Quella per la montagna è una passione che viene da lontano: ero ancora un bambino quando mi scoprivo a sognare le montagne sui banchi di scuola. Il maestro spesso mi riprendeva ma io appena potevo preferivo rifugiarmi con la mente lassù, in un universo fatto di boschi, ruscelli, valli, ghiacciai e scintillanti distese di neve.

Che strano, eppure nessuno dei miei genitori è stato mai un amante del genere. Mia madre addirittura l’ha sempre odiata, la montagna, chissà se un giorno capirà mai questa passione esplosa durante la mia adolescenza.

"Mamma, vado a vedere le Dolomiti..." era quello che ero solito dire a mia madre quando, ancora adolescente uscivo dalla porta di casa, da solo e con lo zaino in spalla per raggiungere a piedi la cima dello Zuc di Valliselle (1632 mt.). Quando glielo dicevo ero già carico come una molla, nessuno poteva fermarmi.

Quella montagna in quel particolare momento della mia vita era il mio rifugio segreto, il luogo della mia trasgressione.

L’avevo scoperta per caso in un bel giorno di primavera insieme ad un mio caro amico di scorribande. Ci arrivammo dopo un lungo vagabondaggio nella neve marcia. Era il 1988 e ricordo che, nonostante fossimo già ad inizio maggio, uno spesso manto di neve ricopriva ancora gran parte dei pendii più in alto. Poco sotto, in una valletta esposta a sud, alcuni faggi mettevano già in bella mostra le prime foglie di un color verde tenue, in un tripudio di contrasti difficilmente spiegabile.

Finalmente in cima, in pantaloni corti e con la neve fino al ginocchio, feci una grande scoperta: da lì si vedevano le Dolomiti! Non potevo crederci e cominciai a non stare più nella pelle per la felicità. Mi ripetevo “ma come è possibile che appena dietro le montagne che vedo tutti i giorni da casa esista un posto del genere” Non riuscivo a capacitarmi! Da quel giorno, per almeno un anno, appena potevo correvo lassù.

La cosa bella infatti era che potevo arrivarci anche in modo totalmente autonomo. Non avevo bisogno di qualcuno che mi portasse in macchina fino a dove inizia il sentiero e nemmeno di qualcuno che mi accompagnasse. Bastavano le mie gambe e la mia volontà. Il percorso lo conoscevo già molto bene. Detto questo, dovevo solo mettere d’accordo me stesso e tornare a casa entro un’ora decente per non far stare troppo in pensiero i miei genitori.

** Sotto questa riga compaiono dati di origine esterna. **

PR #1424, opened 2020-03-14
new implementation to handle signal-less ops

jeffdaily:


lib/hsa/mcwamp_hsa.cpp
```diff
@@ -1459,37 +1457,40 @@ class HSAQueue final : public KalmarQueue
...
-                    << " signal="<< std::hex  << ((hsa_signal_t*)op->getNativeHandle())->handle << std::dec
-                    << " commandKind=" << getHcCommandKindString(op->getCommandKind())
-                    << " "
-                    << (op->getCommandKind() == hcCommandKernel ? ((std::static_pointer_cast<HSADispatch> (op))->getKernelName()) : "")  // change to getLongKernelName() for mangled name
-                    << std::endl);
-            if (!op->asyncOpsWithoutSignal.empty()) {
-                throw Kalmar::runtime_exception("new op does not have empty async ops list!", 0);
+        auto op_getting_replaced = asyncOps[asyncOpsIndex]; // ref counts up, if it was a valid HSAOp
+        if (op_getting_replaced != nullptr) {
+            if (op_getting_replaced->getNativeHandle() != 0) {
```
scchan: `getNativeHandle()` returns the address of `_signal`, which is a class member so it will never be `null`
Also, it seems the original check makes more sense to detect whether the signal is valid or not?

lib/hsa/mcwamp_hsa.cpp
```diff
@@ -1459,37 +1457,40 @@ class HSAQueue final : public KalmarQueue
...
-                throw Kalmar::runtime_exception("after swap, signal list not empty!", 0);
+            else {
+                // op_getting_replaced has a signal, so wait on it.
+                // This tells us we can free any pending signal-less ops.
+                op_getting_replaced->wait();
+                asyncOpsWithoutSignal.clear();
             }
         }
+
+        if (op->getNativeHandle() == 0) {
```
scchan: see question about `getNativeHandle()` in my previous comment

scchan (changes requested):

Assolutamente non ci facevo caso ai 1500 metri di dislivello che separano casa mia dalla cima dello Zuc. Anzi l’idea di andarmene da solo in cima alla mia montagna preferita mi esaltava. E poi una volta lassù, se ero fortunato e il tempo nel corso dell'escursione non si guastava, potevo vedere le Dolomiti: il Pelmo, la Civetta, il Bosconero, lo Schiara, il Sass Maor mi si paravano davanti all’orizzonte all'improvviso. Una vera festa per i miei occhi di adolescente sognatore.

Lo Zuc, come lo chiamo io, non è assolutamente una montagna famosa, non ha una croce e nell’ultimo tratto, nei pressi della cima, anche le poche tracce del sentiero esistenti si perdono tra la vegetazione. Di fatto è una perfetta montagna anonima quasi per tutti ma non per me. Si trova nelle Prealpi Carniche ai margini del Bosco del Cansiglio al confine tra la provincia di Pordenone e quella di Belluno in una zona ricca di doline e di piccole lame d’acqua.

Nelle giornate terse da lassù è possibile godere di un incredibile panorama, che abbraccia la sottostante pianura, il mare Adriatico, le Alpi Giulie, la piana del Cansiglio, i monti dell'Alpago e le Dolomiti.

Ancora adesso, a distanza di più di vent’anni, salire su questa montagna a modo mio mi riporta alle origini della mia passione. Almeno una volta all’anno a maggio, quasi in una sorta di rito, ripercorro con enorme piacere quei sentieri che tanto amavo fare da solo quando ero poco più che un bambino. Dopo tanti anni di scalate ed escursioni in giro per le Alpi, anche le Dolomiti hanno perso un po’ della loro magia e del loro fascino iniziale ma lo stupore che provo appena arrivo lassù è sempre lo stesso. E poi salire una montagna partendo dalla pianura vuol dire avere la possibilità di osservare con calma il mutare della vegetazione e dell’ambiente man mano che si sale.

Durante il lungo tragitto i miei pensieri vagano su come doveva essere dura la vita, un tempo, in questa zona delle Prealpi così povera di acqua quando i malghesi, insieme ai loro animali, rimanevano tra queste alture per tutto il periodo estivo, per poi scendere in pianura con l'arrivo dei primi freddi. Rispetto a quei vecchi che ora non ci sono più, che hanno veramente vissuto tra queste montagne, mi sento tutte le volte un semplice turista della domenica.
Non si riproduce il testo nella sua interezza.